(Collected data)
-=-=-=-=-

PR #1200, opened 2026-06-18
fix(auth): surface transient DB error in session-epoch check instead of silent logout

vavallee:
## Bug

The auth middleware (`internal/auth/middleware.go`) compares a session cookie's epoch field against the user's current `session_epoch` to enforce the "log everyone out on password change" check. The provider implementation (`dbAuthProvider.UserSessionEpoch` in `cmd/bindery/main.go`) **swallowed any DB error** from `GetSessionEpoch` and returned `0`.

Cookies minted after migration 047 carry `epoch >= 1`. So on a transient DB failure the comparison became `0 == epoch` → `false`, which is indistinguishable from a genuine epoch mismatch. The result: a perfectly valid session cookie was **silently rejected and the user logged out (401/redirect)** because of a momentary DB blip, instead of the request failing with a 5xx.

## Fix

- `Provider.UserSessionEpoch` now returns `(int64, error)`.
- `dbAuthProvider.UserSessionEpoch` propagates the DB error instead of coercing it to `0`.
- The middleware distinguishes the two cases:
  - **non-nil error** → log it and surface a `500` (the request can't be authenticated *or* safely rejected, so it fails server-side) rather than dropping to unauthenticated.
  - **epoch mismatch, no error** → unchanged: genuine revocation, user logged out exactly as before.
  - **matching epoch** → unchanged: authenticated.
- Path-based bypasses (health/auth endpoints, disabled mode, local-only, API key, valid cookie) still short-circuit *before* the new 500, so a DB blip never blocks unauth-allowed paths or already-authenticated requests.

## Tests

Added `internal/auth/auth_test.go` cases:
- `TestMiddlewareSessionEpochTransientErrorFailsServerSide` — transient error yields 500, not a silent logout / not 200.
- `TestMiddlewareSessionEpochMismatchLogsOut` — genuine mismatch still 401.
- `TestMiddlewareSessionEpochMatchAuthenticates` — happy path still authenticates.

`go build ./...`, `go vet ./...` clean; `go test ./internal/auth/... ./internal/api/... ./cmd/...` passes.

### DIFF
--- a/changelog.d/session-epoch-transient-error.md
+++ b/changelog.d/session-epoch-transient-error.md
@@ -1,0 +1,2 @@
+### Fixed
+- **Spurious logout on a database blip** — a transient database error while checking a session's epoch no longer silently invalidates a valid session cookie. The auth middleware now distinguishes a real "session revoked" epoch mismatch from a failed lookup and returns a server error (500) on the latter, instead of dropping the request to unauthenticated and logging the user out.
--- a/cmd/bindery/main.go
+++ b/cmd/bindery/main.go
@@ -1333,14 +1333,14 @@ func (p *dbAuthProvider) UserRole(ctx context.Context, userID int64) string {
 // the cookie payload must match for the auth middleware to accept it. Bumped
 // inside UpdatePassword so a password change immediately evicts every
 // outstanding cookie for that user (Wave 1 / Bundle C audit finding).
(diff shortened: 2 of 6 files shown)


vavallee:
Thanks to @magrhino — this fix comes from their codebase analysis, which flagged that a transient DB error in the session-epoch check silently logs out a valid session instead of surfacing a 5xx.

-=-=-=-=-

PROBLEM STATEMENT:
Exact copies of the lines from the one holding "(diff shortened: 2 of 6 files shown)" through the last line above, and only those, make up the answer.

FINISHED TASK:
(diff shortened: 2 of 6 files shown)


vavallee:
Thanks to @magrhino — this fix comes from their codebase analysis, which flagged that a transient DB error in the session-epoch check silently logs out a valid session instead of surfacing a 5xx.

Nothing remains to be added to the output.